Task to complete: Copy out each line of the data holding "container".

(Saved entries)
┄┄┄┄┄┄

PR #224, opened 2021-07-08
add TSV to VCF script to iVar container

rpetit3:
The PR adds a script, [ivar_variants_to_vcf.py](https://github.com/nf-core/viralrecon/blob/dev/bin/ivar_variants_to_vcf.py), to convert the iVar variants in TSV format to VCF. The script is pulled from [nf-core/viralrecon](https://github.com/nf-core/viralrecon) v2.1 release.

`ivar_variants_to_vcf.py` had `/user/bin/env python` in it's shebang line, the container has `python3` in the path but not `python`. Rather than editing `ivar_variants_to_vcf.py`, I used `update-alternatives` to add `python` (just a symlink to `python3`).

Please let me know if there are any questions, or anything needed on my end.

### Example Usage
```
docker run --rm -u $(id -u):$(id -g) -v ${PWD}:/data ivar:1.3.1 ivar_variants_to_vcf.py 20154160_S5_L001.variants.tsv 20154160_S5_L001.variants.vcf
```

┄┄┄┄┄┄

Solution to the problem:
add TSV to VCF script to iVar container
`ivar_variants_to_vcf.py` had `/user/bin/env python` in it's shebang line, the container has `python3` in the path but not `python`. Rather than editing `ivar_variants_to_vcf.py`, I used `update-alternatives` to add `python` (just a symlink to `python3`).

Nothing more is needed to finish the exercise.